PR #7080, opened 2017-07-25
Update to ports polling

laf:
DO NOT DELETE THIS TEXT

#### Please note

#### Testers

I'll put inline comments in place.

---
This change is [Reviewable](https://reviewable.io/reviews/librenms/librenms/7080)

### DIFF
--- a/includes/polling/ports.inc.php
+++ b/includes/polling/ports.inc.php
@@ -66,20 +66,6 @@ $stat_oids_db_extended = array(
     'ifOutMulticastPkts',
 );
 
-$cisco_oids = array(
-    'locIfHardType',
-    'locIfInRunts',
-    'locIfInGiants',
-    'locIfInCRC',
-    'locIfInFrame',
-    'locIfInOverrun',
-    'locIfInIgnored',
-    'locIfInAbort',
-    'locIfCollisions',
-    'locIfInputQueueDrops',
-    'locIfOutputQueueDrops',
-);
-
 $pagp_oids = array(
     'pagpOperationMode',
 );
@@ -172,6 +158,7 @@ $shared_oids = array(
 echo 'Caching Oids: ';
 $port_stats = array();
 $data       = array();
+$polled     = null;
 
 if ($device['os'] === 'f5' && (version_compare($device['version'], '11.2.0', '>=') && version_compare($device['version'], '11.7', '<'))) {
     require_once 'ports/f5.inc.php';
@@ -201,6 +188,7 @@ if ($device['os'] === 'f5' && (version_compare($device['version'], '11.2.0', '>=
                         $port_stats[$i] = $data[$i];
                     }
                     $port_stats = snmp_get_multi($device, $oids, '-OQUst', 'IF-MIB', null, $port_stats);
+                    $port_stats[$i]['polled'] = time();
                 }
             }
         }
@@ -219,6 +207,7 @@ if ($device['os'] === 'f5' && (version_compare($device['version'], '11.2.0', '>=
                 $port_stats = snmpwalk_cache_oid($device, $oid, $port_stats, 'IF-MIB', null, '-OQUst');
             }
         }
+        $polled = time();
     }
 }
 
@@ -284,8 +273,6 @@ if ($device['os_group'] == 'cisco' && $device['os'] != 'asa') {
 } elseif ($device['os'] != 'asa') {
     $port_stats = snmpwalk_cache_oid($device, 'dot1qPvid', $port_stats, 'Q-BRIDGE-MIB');
 }//end if
-
-$polled = time();
 
 // End Building SNMP Cache Array
 d_echo($port_stats);
@@ -430,7 +417,8 @@ foreach ($ports as $port) {
             $this_port['ifDescr'] = $matches[1];
         }
 
-        $polled_period = ($polled - $port['poll_time']);
+        $tmp_polled = $this_port['polled'] ?: $polled;
+        $polled_period = ($tmp_polled - $port['poll_time']);
 
         $port['update'] = array();
         $port['update_extended'] = array();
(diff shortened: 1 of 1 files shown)


includes/polling/ports.inc.php
```diff
@@ -66,20 +66,6 @@
     'ifOutMulticastPkts',
 );
 
-$cisco_oids = array(
```
laf: Not used at all

includes/polling/ports.inc.php
```diff
@@ -201,6 +188,7 @@
                         $port_stats[$i] = $data[$i];
                     }
                     $port_stats = snmp_get_multi($device, $oids, '-OQUst', 'IF-MIB', null, $port_stats);
+                    $port_stats[$i]['polled'] = time();
```
laf: Before hand, we obtained the polled time for the ports way after all the snmpwalks when we actually only want to do it after ifEntry/ifXEntry. So we now set this either on a per port basis for selected ports polling or right after the if(X)Entry runs so we get as close to accurate time as possible.

includes/polling/ports.inc.php
```diff
@@ -472,14 +460,22 @@
...
-        // use HC values if they are available
-        foreach ($hc_mappings as $hc_oid => $if_oid) {
-            if (isset($this_port[$hc_oid]) && $this_port[$hc_oid]) {
-                d_echo("$hc_oid ");
-                $this_port[$if_oid] = $this_port[$hc_oid];
-            } else {
-                d_echo("$if_oid ");
+        $hc_enabled = false;
+        // use HC values if they are available and not disabled
+        if ($config['os'][$device['os']]['no_hc'] != true) {
```
laf: Added the option to be able to skip using hc counters. I've helped someone recently where the hc values are utterly broken.

includes/polling/ports.inc.php
```diff
@@ -641,6 +631,20 @@
 
             $oid_prev = $oid.'_prev';
             if (isset($port[$oid])) {
+                if ($device['uptime'] < $config['rrd']['step']) {
```
laf: This block attempts to address counter rollover for ports in 32 bit mode.

If the device hasn't recently rebooted and the current Octet value is < then the previous something has gone wrong. So we subtract the previous Octet value from the max possible for 64bit and then add the current one onto that value.

laf:
I might switch the rolled calculation to this one: https://blog.chasefox.net/calculating-ifinoctets/

Anyone got any comments on that?

kkrumm1:
is this only for cisco devices? or all devices?

laf:
@mathias-combelle It's an option per OS, so you can set:

`$config['os']['merakimx']['no_hc'] = true;` in config.php. Feel free to test this pull request and report back.

laf:
@kkrumm1 the general changes are for all devices. The one to skip using HC counters is user configurable per OS.

mathias-combelle:
@laf : Is it in the update or should I test it manually ?
I'm on DEV auto-update mode and do not see the new code.

Thanks,

murrant:
@mathias-combelle This is code that is being reviewed for inclusion.

To test it, follow the instructions at the top of the ticket:
```
If you would like to test this pull request then please run: ./scripts/github-apply <pr_id>, i.e ./scripts/github-apply 7080
```

raphbap:
Hi, I tried it but unfortunately it stopped the polling of Meraki devices (got the notifications + no more data).

When I disabled the option in config.php with this command: 
`$config['os']['merakimx']['no_hc'] = false;`, I kept getting the following pop-up message (although Meraki devices were polled again): 

> It appears as though you have some devices that haven't completed polling within the last 15 minutes, you may want to check that out :)

laf:
please post the output on pastebin of `./poller.php -h HOSTNAME -d -m ports`

raphbap:
Here it is :) : https://pastebin.com/QQ7gKN9F

laf:
Remove the patch, you don't have a module installed (which I thought was part of php core). `./scripts/github-remove -d`

laf:
Updated to remove dependancy on gmp_sub()

includes/polling/ports.inc.php
```diff
@@ -641,6 +631,25 @@
...
+                        $max_64 = '18446744073709551616';//Unused at the moment.
+                        $max_32 = '4294967296';
+                        if ($hc_enabled !== true) {
+                            if (function_exists('gmp_sub')) {
+                                // We store the new rolled version for use in rrd. DO NOT store in the DB as we need
+                                // to calculate the value again on the next poll.
+                                $this_port[$oid . '_rolled'] = (gmp_sub($max_32, $port[$oid])) + $this_port[$oid];
+                            } else {
+                                // No GMP http://uk1.php.net/manual/en/book.gmp.php function
+                                $this_port[$oid . '_rolled'] = ($max_32 - $port[$oid]) - $this_port[$oid];
```
murrant: Shouldn't the second `-` be `+`?

includes/polling/ports.inc.php
murrant: You could use the new config class here:
`Config::getOsSetting($device, 'no_hc', false)`

murrant:
I thought RRD automatically handles rolled over counters.

laf:
As far as I'm aware no, if you push more than 125Mbps on v1 snmp (or non-HC counters on any version) then you get a flat capped graph or drops in data.

includes/polling/ports.inc.php
laf: Corrected.

I actually had 64Bit in there originally as well when testing for another fix but it produced crazy numbers. I think that was due to the device itself so we could possibly add rollover for 64Bit and at which point GMP is better for precision.

I can drop for now if you like.

laf:
bump

mathias-combelle:
I tried : 
/scripts/github-apply 7080
But got the same issue (looks like it still search for this missing gmp_sub() module).

Then, after a "./scripts/github-remove -d" I tried with : 
./scripts/github-apply 5926
But got an error applying the patch :/

"
error: patch failed: scripts/github-remove:**_xx_**
error: scripts/github-remove: patch does not apply
"
I will wait for a new update

laf:
> But got the same issue (looks like it still search for this missing gmp_sub() module).

`if (function_exists('gmp_sub')) {`

Nope, we check first. Seems like you've not managed to re-apply the patch. Use github-remove then do `git status` to make sure your branch is clean.

mathias-combelle:
"On branch master
Your branch is up-to-date with 'origin/master'.
nothing to commit, working tree clean"

Then /github-apply 5926 -> Fail

laf:
The branch is clean against the current master so either your install is too old or another reason.

You could just download the file and copy it over.

mathias-combelle:
Just run validate.php, made some changes and force the update. Now it has applied the changes for sure :)

I try again and let you know, thanks for your support and tips

laf:
@librenms/reviewers Any comments to this or I'll be merging in in 48 hours.

murrant:
The code itself looks good.  I am just unsure about the usage of gmp.  But not enough to not merge, so +1

Rosiak:
I'll see if I can test this tomorrow.

laf:
Don't bother for now @Rosiak.

mathias-bap-git:
Hi veryone, has this feature been pushed ?
It's still indicating "Merge in 48hours" for a while. 
I still have gaps in all my graphs (Meraki...) so I was really looking forward to this solution.

Thanks in advance,

f0o:
It's been closed rather than merged, chances are that there was a blocker somewhere.

I haven't followed this PR, best to ask laf directly in discord or IRC :)

mathias-bap-git:
Thanks, that's what I was affraid of. 
I will ask him on IRC, thanks for the reply !

murrant:
@mathias-bap-git I thought your issue was 32bit counters on the Meraki, this is for 64bit counter overflows, which would not help for 32bit counters.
____
• **Work to complete**: "only" is the string to look for; please copy every line of the records above where it appears.

• **Response to this task**:
laf: Before hand, we obtained the polled time for the ports way after all the snmpwalks when we actually only want to do it after ifEntry/ifXEntry. So we now set this either on a per port basis for selected ports polling or right after the if(X)Entry runs so we get as close to accurate time as possible.
is this only for cisco devices? or all devices?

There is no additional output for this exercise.